Exercise details
Reproduce only the lines that run from the line with "(although ideally watching" to the last line of the material, both ends included, exactly as they appear.

Records to use

PR #337, opened 2023-05-23
feat: add watch functionality to dev command (for real this time)

manyinsects:
Refer to #336, git sucks so I had to open a new branch.

### DIFF
--- a/src/commands/dev.rs
+++ b/src/commands/dev.rs
@@ -3,6 +3,7 @@ use std::path::PathBuf;
 use axoproject::WorkspaceSearch;
 use camino::Utf8PathBuf;
 use clap::Parser;
+use mdbook::MDBook;
 use notify::{event::ModifyKind, EventKind, Watcher};
 
 use crate::{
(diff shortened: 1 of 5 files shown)


src/commands/dev.rs
```diff
@@ -1,22 +1,150 @@
...
+                config.additional_pages.unwrap().values().cloned().collect();
+            paths_to_watch.append(&mut additional_pages);
+        }
+
+        // Watch for the mdbook directory, if we have it
+        if config.mdbook.is_some() {
+            let path = config.mdbook.unwrap().path;
+            let md = MDBook::load(&path).map_err(|e| OrandaError::MdBookLoad { path, inner: e })?;
+            paths_to_watch.push(md.source_dir().display().to_string());
+        }
```
Gankra:
```suggestion
        if let Some(book_cfg) = &config.mdbook {
            let path = &book_cfg.path;
            let md = MDBook::load(&path).map_err(|e| OrandaError::MdBookLoad { path, inner: e })?;
            
            // watch book.toml and /src/
            paths_to_watch.push(md.root.join("book.toml").display().to_string());
            paths_to_watch.push(md.source_dir().display().to_string());
            
            // If we're not clobbering the theme, also watch the theme dir
            // (note that this may not exist on the fs, mdbook reports the path regardless)
            if !book_cfg.theme.unwrap_or(true) {
                paths_to_watch.push(md.theme_dir().display().to_string());
            }
        }
```

(although ideally watching book.toml would be non-recursive? does that matter?)

manyinsects: afaik `notify` doesn't even consider the recursive setting on files, so it doesn't matter

Gankra (approved):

Written response
(although ideally watching book.toml would be non-recursive? does that matter?)

manyinsects: afaik `notify` doesn't even consider the recursive setting on files, so it doesn't matter

Gankra (approved):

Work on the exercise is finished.